__Task prompt__. Make an exact copy of the records below. Include every line.

__Available records__.
PR #409, opened 2025-04-20
chore: update Premake5

diamante0018:
`gmake2` deprecated -> `gmake`


diamante0018:
> eh, that's a breaking change. `premake5.lua` does have a check for premake version which will then have to be updated to at least `beta5`, since thats where the breaking change happened.
> 
> Also my distro did not update from beta4 yet 😅 Will merge then i guess 😬

Got it, updating required min version now

PR #411, opened 2025-04-20
fix: wrong "bin" directory when using executable from $PATH

### LINKED ISSUE #410: Linker does not recognize "bin" directory when being called from $PATH
Linking when Linker binary is not in an expected location (see [diamante0018/setup-oat](https://github.com/diamante0018/setup-oat)) may cause C++ exceptions (regression didn't happen between 0.8.3 through 0.19.something I think)

Image

diamante0018:
see: Closes #410 

Closes #410


diamante0018:
works for me on windows

PR #422, opened 2025-04-26
refactor: fix compilation warnings for x64

Laupetin:
Mostly usages of size_t which changes size to the word size which needs explicit conversions in x64.


src/Cryptography/Algorithms/AlgorithmMd5.h
```diff
@@ -0,0 +1,10 @@
+#pragma once
+
+#include "IHashFunction.h"
+
+#include <memory>
+
+namespace cryptography
+{
+    std::unique_ptr<IHashFunction> CreateMd5();
+}
```
diamante0018, line 10: Fatal  missing `// crytopgraphy `, clang-format missing. entire PR  invalidated
image

Laupetin: All cpp files are clang-format checked and my IDE auto formats on save. So if there is no comment then there shouldnt be :P

See ShortNamespaceLines on https://clang.llvm.org/docs/ClangFormatStyleOptions.html

PR #948, opened 2026-07-31
fix(parser): allow empty final macro arguments

michaeloliverx:
Allow function-like macros to have an empty final argument, matching the game menu preprocessor.

IW4 menu macros can expand to calls such as:

```text
CHOICE_SCRIPTS_ALL(..., ; CHOICE_GETFOCUSEDITEMY, )
```

OAT previously rejected the closing `)` after the comma:

```text
Cannot close macro parameters after comma
```

The final argument is now treated as empty.

Thank you @reaaLx for the report!

https://github.com/Laupetin/OpenAssetTools/issues/160


Laupetin (approved):
Makes sense, whoops 😅 

Thanks ❤️

PR #966, opened 2026-08-10
build: support macOS x86_64 and arm64

michaeloliverx:
I am not sure if this is something you are interested in, but this at least can serve as a record for what changes were needed to successfully compile on macOS :)

Both the x86_64 (older Intel based systems) and the arm64 builds compile successfully and run on my system. Apple is ending support for Intel x86 architecture, with upcoming macOS releases dropping hardware compatibility for Intel-based Macs entirely so that branch might not even be needed.


Laupetin:
The big issue i have with this is the following:
- Apple is the only vendor that locks down their OS and devices so much that it is not possible to either emulate or virtualize any machine that could serve as a testing field for compiling the code and testing it or fixing it in case something breaks.
- I do not have any Apple device

That means I cannot at all maintain any code that is specific to apple and i cannot at all fix issues that arise from Apple standard library or compiler not liking a change.
And i am not really comfortable with having code that i cannot touch or edit at all 😬 

With Linux i can either spin up WSL or use a device of mine that runs it.
Which is what i usually just do when Linux compilation decides to fail when I push some changes i did when on Windows,

PR #976, opened 2026-08-21
fix: handle IWD entry end of stream

michaeloliverx:
Fixes the IWD stream wrapper’s EOF and peek handling.

Minizip returns `0` at the end of an archive entry, but the wrapper treated it as a successful read and could replay a stale byte. Bulk reads after `peek()` also failed to account for the cached byte correctly.

This path is not currently exercised by OpenAssetTools atm, but the issue was observed in a fork while consuming an IWD entry to EOF. This is a general correctness fix for any IWD-backed stream consumer.

Added an IWD regression test covering peek → bulk read → EOF.

### DIFF
--- a/test/ObjCommonTests/SearchPath/IwdTests.cpp
+++ b/test/ObjCommonTests/SearchPath/IwdTests.cpp
@@ -1,0 +1,132 @@
+#include "OatTestPaths.h"
+#include "SearchPath/IWD.h"
+
+#include <array>
+#include <catch2/catch_test_macros.hpp>
+#include <cstdint>
+#include <filesystem>
+#include <fstream>
+#include <string_view>
+
+namespace fs = std::filesystem;
+
+namespace
+{
+    void WriteUint16(std::ostream& stream, const std::uint16_t value)
+    {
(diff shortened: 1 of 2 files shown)


Laupetin (dismissed):
good find, thank you very much :)

test/ObjCommonTests/SearchPath/IwdTests.cpp
```diff
@@ -0,0 +1,132 @@
...
+
+        // End of central directory.
+        WriteUint32(stream, 0x06054B50u);
+        WriteUint16(stream, 0u);
+        WriteUint16(stream, 0u);
+        WriteUint16(stream, 1u);
+        WriteUint16(stream, 1u);
+        WriteUint32(stream, centralDirectorySize);
+        WriteUint32(stream, centralDirectoryOffset);
+        WriteUint16(stream, 0u);
```
Laupetin: i got rid of this though and just used minizip to write the zip file 😅 
Because why not use the dependency when you already have it.

And this code is a bit hard to verify whether it works correctly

__Task output__.
PR #409, opened 2025-04-20
chore: update Premake5

diamante0018:
`gmake2` deprecated -> `gmake`


diamante0018:
> eh, that's a breaking change. `premake5.lua` does have a check for premake version which will then have to be updated to at least `beta5`, since thats where the breaking change happened.
> 
> Also my distro did not update from beta4 yet 😅 Will merge then i guess 😬

Got it, updating required min version now

PR #411, opened 2025-04-20
fix: wrong "bin" directory when using executable from $PATH

### LINKED ISSUE #410: Linker does not recognize "bin" directory when being called from $PATH
Linking when Linker binary is not in an expected location (see [diamante0018/setup-oat](https://github.com/diamante0018/setup-oat)) may cause C++ exceptions (regression didn't happen between 0.8.3 through 0.19.something I think)

Image

diamante0018:
see: Closes #410 

Closes #410


diamante0018:
works for me on windows

PR #422, opened 2025-04-26
refactor: fix compilation warnings for x64

Laupetin:
Mostly usages of size_t which changes size to the word size which needs explicit conversions in x64.


src/Cryptography/Algorithms/AlgorithmMd5.h
```diff
@@ -0,0 +1,10 @@
+#pragma once
+
+#include "IHashFunction.h"
+
+#include <memory>
+
+namespace cryptography
+{
+    std::unique_ptr<IHashFunction> CreateMd5();
+}
```
diamante0018, line 10: Fatal  missing `// crytopgraphy `, clang-format missing. entire PR  invalidated
image

Laupetin: All cpp files are clang-format checked and my IDE auto formats on save. So if there is no comment then there shouldnt be :P

See ShortNamespaceLines on https://clang.llvm.org/docs/ClangFormatStyleOptions.html

PR #948, opened 2026-07-31
fix(parser): allow empty final macro arguments

michaeloliverx:
Allow function-like macros to have an empty final argument, matching the game menu preprocessor.

IW4 menu macros can expand to calls such as:

```text
CHOICE_SCRIPTS_ALL(..., ; CHOICE_GETFOCUSEDITEMY, )
```

OAT previously rejected the closing `)` after the comma:

```text
Cannot close macro parameters after comma
```

The final argument is now treated as empty.

Thank you @reaaLx for the report!

https://github.com/Laupetin/OpenAssetTools/issues/160


Laupetin (approved):
Makes sense, whoops 😅 

Thanks ❤️

PR #966, opened 2026-08-10
build: support macOS x86_64 and arm64

michaeloliverx:
I am not sure if this is something you are interested in, but this at least can serve as a record for what changes were needed to successfully compile on macOS :)

Both the x86_64 (older Intel based systems) and the arm64 builds compile successfully and run on my system. Apple is ending support for Intel x86 architecture, with upcoming macOS releases dropping hardware compatibility for Intel-based Macs entirely so that branch might not even be needed.


Laupetin:
The big issue i have with this is the following:
- Apple is the only vendor that locks down their OS and devices so much that it is not possible to either emulate or virtualize any machine that could serve as a testing field for compiling the code and testing it or fixing it in case something breaks.
- I do not have any Apple device

That means I cannot at all maintain any code that is specific to apple and i cannot at all fix issues that arise from Apple standard library or compiler not liking a change.
And i am not really comfortable with having code that i cannot touch or edit at all 😬 

With Linux i can either spin up WSL or use a device of mine that runs it.
Which is what i usually just do when Linux compilation decides to fail when I push some changes i did when on Windows,

PR #976, opened 2026-08-21
fix: handle IWD entry end of stream

michaeloliverx:
Fixes the IWD stream wrapper’s EOF and peek handling.

Minizip returns `0` at the end of an archive entry, but the wrapper treated it as a successful read and could replay a stale byte. Bulk reads after `peek()` also failed to account for the cached byte correctly.

This path is not currently exercised by OpenAssetTools atm, but the issue was observed in a fork while consuming an IWD entry to EOF. This is a general correctness fix for any IWD-backed stream consumer.

Added an IWD regression test covering peek → bulk read → EOF.

### DIFF
--- a/test/ObjCommonTests/SearchPath/IwdTests.cpp
+++ b/test/ObjCommonTests/SearchPath/IwdTests.cpp
@@ -1,0 +1,132 @@
+#include "OatTestPaths.h"
+#include "SearchPath/IWD.h"
+
+#include <array>
+#include <catch2/catch_test_macros.hpp>
+#include <cstdint>
+#include <filesystem>
+#include <fstream>
+#include <string_view>
+
+namespace fs = std::filesystem;
+
+namespace
+{
+    void WriteUint16(std::ostream& stream, const std::uint16_t value)
+    {
(diff shortened: 1 of 2 files shown)


Laupetin (dismissed):
good find, thank you very much :)

test/ObjCommonTests/SearchPath/IwdTests.cpp
```diff
@@ -0,0 +1,132 @@
...
+
+        // End of central directory.
+        WriteUint32(stream, 0x06054B50u);
+        WriteUint16(stream, 0u);
+        WriteUint16(stream, 0u);
+        WriteUint16(stream, 1u);
+        WriteUint16(stream, 1u);
+        WriteUint32(stream, centralDirectorySize);
+        WriteUint32(stream, centralDirectoryOffset);
+        WriteUint16(stream, 0u);
```
Laupetin: i got rid of this though and just used minizip to write the zip file 😅 
Because why not use the dependency when you already have it.

And this code is a bit hard to verify whether it works correctly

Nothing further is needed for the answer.